Creating graphs with RRDtool

Finally, we’re at the last stretch of what ended up being a 3-part series on installing, configuring and using SNMP and RRDtool to get some simple graps for CPU load and network traffic.

I’ll continue dissecting the OpenBSD.Amsterdam setup as it’s what I’ve been doing so far, but now we can start to be a little more creative. With SNMP it was about setting it up so we can collect system data from it. We could have set up “traps” to send messages to other system if certain thresholds were reached, but I might come back to that. With SNMP set up with a user, there wasn’t much more to it.

With RRDtool, the first part was about getting the data and storing them in databases. Once we have the databases defined which was mainly about how often we’ll collect data, how long we’ll store them for, and a little bit of what type of data we’ll collect, that was it. Changing this set up isn’t hard, but it means you can lose some of what has been collected as there isn’t, to the best of my knowledge, a way to change an existing database. Instead a new one will have to be created and then old data can be exported from the old database and imported into the new.

When it comes to creating graphs, which is about reading the data we have stored and creating visual representations of them, we can be more creative. Since we are only reading data, we won’t break anything and it’s easier to experiment.

The scripts#

I’ve split up “gathering the data” and “creating the graphs” into separate scripts. This gives me the oportunity to run them at different intervals. While I collect data every minute, I can select to create the graphs every 5 minutes, every 15 minutes, every hour, and perhaps not at night when I’m likely to be sleeping. Or it can be run every minute, same as the gathering scripts. So many choices.

Like with gathering the data, I have a main script which creates the graphs and it’s this I run from crontab:

/home/user/rrdtool/create-all-graphs.sh

#!/bin/sh

# We're in no hurry, wait for other jobs to finish
sleep 5

SCRIPTS="/home/user/rrdtool"

${SCRIPTS}/system-stats.sh >/dev/null
${SCRIPTS}/create-cpu-graphs.sh >/dev/null
${SCRIPTS}/create-interface-graphs.sh vio0 >/dev/null
${SCRIPTS}/create-interface-graphs.sh wg0 >/dev/null

If you have more interfaces, or your interfaces are named differently you’ll need to change the input to the create-interface-graphs script. I’ve been thinking about how to handle this more dynamically, but shell scripting isn’t what I’m best at. I often long for a programming language where I can for instance itereate through arrays when doing something like this, but it may be due to my limited knowledge of shell scripting. It seems to be possible to write a webserver in awk so I’m sure it can be solved without resorting to python. But do I want to learn awk, or do I want to learn python?

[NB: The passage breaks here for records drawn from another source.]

Issue #674, opened 2024-08-14
add test for presence of database in table detail breadcrumbs


LavMatt:
Currently we don't have a test to check for the presence of the database in the table detail bread crumb or other details (like charts) - we should add tests for this to make sure changes don't impact this without us realising

PR #786, opened 2024-09-05
Add an end to end test that checks breadcrumbs

MatMoore:
Currently we don't have any tests that run end to end using a real Datahub backend.

This PR adds one to test that breadcrumbs are rendered correctly. https://github.com/ministryofjustice/find-moj-data/issues/674

Note: this introduces a CI dependency on the **dev datahub** instance, so it's possible that we could break that environment and block CI. However, CI is independent of the **dev Find MoJ data** instance.

As there is no test isolation, the test makes some assumptions about what data is populated:

- there is a subject area for Bold
- there is at least one table in it (from CaDeT)
- the CaDeT ingestion ran as expected, and populated database entities


.github/workflows/reusable-tests.yml
```diff
@@ -115,6 +115,13 @@ jobs:
         if: steps.fast-tests.outcome == 'success'
         run: TESTING=True poetry run pytest tests/integration --axe-version 4.9.1 --chromedriver-path /usr/local/bin/chromedriver
 
+      - name: Run integration tests
+        if: steps.fast-tests.outcome == 'success'
+        run: TESTING=True poetry run pytest tests/end_to_end --chromedriver-path /usr/local/bin/chromedriver
```
murdo-moj, line 120: You could use the makefile here?

murdo-moj (dismissed):

murdo-moj (approved):

Issue #760, opened 2024-09-03
Re-introduce IP restrictions on DataHub


jemnery:

MatMoore:
https://developers.google.com/search/docs/crawling-indexing/block-indexing
https://developer.mozilla.org/en-US/docs/Web/HTML/Element/meta/name#other_metadata_names

seems like we should go with
`<meta name="robots" content="noindex, nofollow" />`

tom-webber:
As a note, robots.txt is a guideline rather than an enforceable rule. Some companies do respect it, but others don't. If we want to _block_ crawlers, we'll need to block their published crawler IPs.

PR #795, opened 2024-09-09
Block search engines and remove redundant <main> element from error pages

MatMoore:
- This is an internal service so we don't want it in google (https://github.com/ministryofjustice/find-moj-data/issues/760)
- The main element and govuk-width-container div were being duplicated between the base layout and the error pages


murdo-moj (approved):
Nice!

PR #802, opened 2024-09-09
Dependabot issue creation

mitchdawson1982:


.github/workflows/dependabot-create-issue.yml
```diff
@@ -0,0 +1,31 @@
...
+            if: github.event.pull_request.user.login  == 'dependabot[bot]'
+            env:
+              pr_title: ${{github.event.pull_request.title}}
+              pr_number: ${{github.event.pull_request.number}}
+              pr_url: ${{github.event.pull_request.url}}
+            run: |
+              project="Data Catalogue"
+              label="Dependabot Issue"
+              title="Dependabot PR $pr_title opened"
+              body="Dependabot has opened PR #$pr_number url - $pr_url
```
MatMoore, line 26: I think github might collapse #pr_number and #pr_url to the same thing, so you might not need both?

.github/workflows/dependabot-create-issue.yml
```diff
@@ -0,0 +1,31 @@
...
+          - name: Open issue if Dependabot PR
+            if: github.event.pull_request.user.login  == 'dependabot[bot]'
+            env:
+              pr_title: ${{github.event.pull_request.title}}
+              pr_number: ${{github.event.pull_request.number}}
+              pr_url: ${{github.event.pull_request.url}}
+            run: |
+              project="Data Catalogue"
+              label="Dependabot Issue"
+              title="Dependabot PR $pr_title opened"
```
MatMoore, line 25: Can we name this something like "Review dependabot PR: $pr_title" so it reflects the task that needs doing?

Also, where's the emoji? 🧌

MatMoore (approved):
:dependabot: 👍🏻

.github/workflows/dependabot-create-issue.yml
mitchdawson1982: Looking it [this](https://docs.github.com/en/webhooks/webhook-events-and-payloads#pull_request) they still seem to be different things -

MatMoore: I mean when it renders the text, I can type `#802` or `https://github.com/ministryofjustice/find-moj-data/pull/802` and they both get rendered as the same link, #802

.github/workflows/dependabot-create-issue.yml
mitchdawson1982: Updated and Emoji Added :-)

MatMoore (approved):

PR #822, opened 2024-09-11
ci: completely remove e2e test from ci

MatMoore:
including a test that depends on our datahub dev environment (and therefore needs a secret token) breaks in a bunch of subtle ways:

- workflow_call triggered jobs can't access the secret, unless we explicitly pass it through from the parent workflows
- dependabot can't access the secret, unless we copy the secret to dependabot secrets
- pull requests from outside the org can't access the secret either (a security measure to prevent exfiltrating secrets)

the benefit of this test is already quite minimal so this has convinced me we don't need it in our CI pipeline.

### DIFF
--- a/.github/workflows/reusable-tests.yml
+++ b/.github/workflows/reusable-tests.yml
@@ -115,15 +115,6 @@ jobs:
         if: steps.fast-tests.outcome == 'success'
         run: make integration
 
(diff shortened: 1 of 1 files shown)


mitchdawson1982 (approved):
🚀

To continue, the first thing the script does is run “system-stats”, which simply gets current uptime as well as OS version and outputs them to files. These will be read and used when creating the graphs. I’m using SNMP for this as it seemed like the simplest and most portable way to do it. Uptime can possibly be found with the uptime command for instance, but it may require more parsing and scripting. The result from hrSystemUptime.0 isn’t perfect as it will always say “day” and not “days” where applicable, but I’ve deemed it good enough for me. sysDescr.0 could be replaced by uname but again, it may require more scripting and parsing.

One thing to note is that RRDtool tries to interpret : in values and will crash if something goes wrong, that’s why there is a sed command to change from : to \: (escaping) which I hope readers are familiar with.

/home/user/rrdtool/system-stats.sh

#!/bin/sh

. /home/user/rrdtool/env.sh

snmp get -A "${AUTHPASS}" -a SHA-256 -l authPriv -u ${USER} -X "${PRIVPASS}" ${HOST} hrSystemUptime.0 \
  | awk -F"[)]" '{print $2}' \
  | sed 's/:/\\:/g' >${DBFILES}/uptime.txt
snmp get -A "${AUTHPASS}" -a SHA-256 -l authPriv -u ${USER} -X "${PRIVPASS}" ${HOST} sysDescr.0 \
  | awk '{print $6,$7}' >${DBFILES}/version.txt

We’ve previously used rrdtool create to create the database containing the archives, then we used rrdtool update to insert our measurements into the archives, and now we’re finally going to use rrdtool graph to create some graphs to visualize all we’ve done so far. This is where the fun begins.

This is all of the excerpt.